Now let’s check the original dataframe. It’s not changed! That’s because we left inplace
argument blank, which by default is False
. If we specify inplace=True
, the original df will be replaced with the new dataframe with duplicates removed.
>>> df
User Name Country City Gender Age
0 Forrest Gump USA New York M 50
1 Mary Jane CANADA Toronto F 30
2 Harry Porter UK London M 10
3 Jean Grey CHINA Shanghai F 30
4 Jean Grey CANADA Montreal F 30
5 Mary Jane CANADA Toronto F 30
Finding unique values in a list or data table column
Sometimes we want to find unique values in a list of a dataframe column. In this case, we wouldn’t use the drop_duplicate()
. I mean, we could, but there are better ways to find unique values.
pandas Series vs pandas Dataframe
For Excel users, it is easy to remember their difference. A pandas Dataframe is a table or a sheet. A pandas Series is a column in that table/sheet.
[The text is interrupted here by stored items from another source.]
PR #325, opened 2018-10-26
Add option to prefer Safari View Controller

### LINKED ISSUE #209: Support sign on without SSO (no SFAuthenticationSession)
I currently use SSO with my app and SFSafariViewController webviews within my app. In order to support this you recommended hacking the code https://github.com/openid/AppAuth-iOS/issues/182 but have said you may add support in the future? If this is something you could support I'd be very happy! 

I'm currently using this library through react-native-app-auth which makes hacking the code tricky!

denisw:
### What

This PR adds a static `setPreferSafariViewController:` method to `OIDExternalUserAgentIOS`. If set to `YES`, the Safari View Controller is used even iOS 11 and 12 where `SFAuthenticationSession` and `ASWebAuthenticationSession` are normally used.

This should fix  #209.

### Why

In other words, a Dataframe consists of various Series.
pandas Series method .unique()
pandas Series has a .unique(
) method; however, pandas Dataframe doesn’t have this method.
When we call .unique()
on a pandas Series object, it returns a list of unique elements from that column
>>> df['User Name'].unique()
array(['Forrest Gump', 'Mary Jane', 'Harry Porter', 'Jean Grey'],
dtype=object)
When we call .unique()
on a pandas Dataframe, we’ll get an error message because this method doesn’t exist on Dataframe!
>>> df.unique()
Traceback (most recent call last):
File "<pyshell#10>", line 1, in <module>
df.unique()
File "C:\Program Files\Python38\lib\site-packages\pandas\core\generic.py", line 5274, in __getattr__
return object.__getattribute__(self, name)
AttributeError: 'DataFrame' object has no attribute 'unique'
Python set
Another way to get unique values is by using s set, a data structure in Python. A set is basically a collection of unique items. Since the set contains unique items only, those duplicates will be automatically removed if we pass duplicates into a set.
>>> set(['A','B','C','A','B'])
{'A', 'B', 'C'}
Here’s an example.
>>> df['User Name']
0 Forrest Gump
1 Mary Jane
2 Harry Porter
3 Jean Grey
4 Jean Grey
5 Mary Jane
Name: User Name, dtype: object
>>> set(df['User Name'])
{'Harry Porter', 'Mary Jane', 'Forrest Gump', 'Jean Grey'}
Our column (or pandas Series) contains two duplicates, “Mary Jane” and “Jean Grey”. By converting the column into a set, we are effectively removing the duplicates!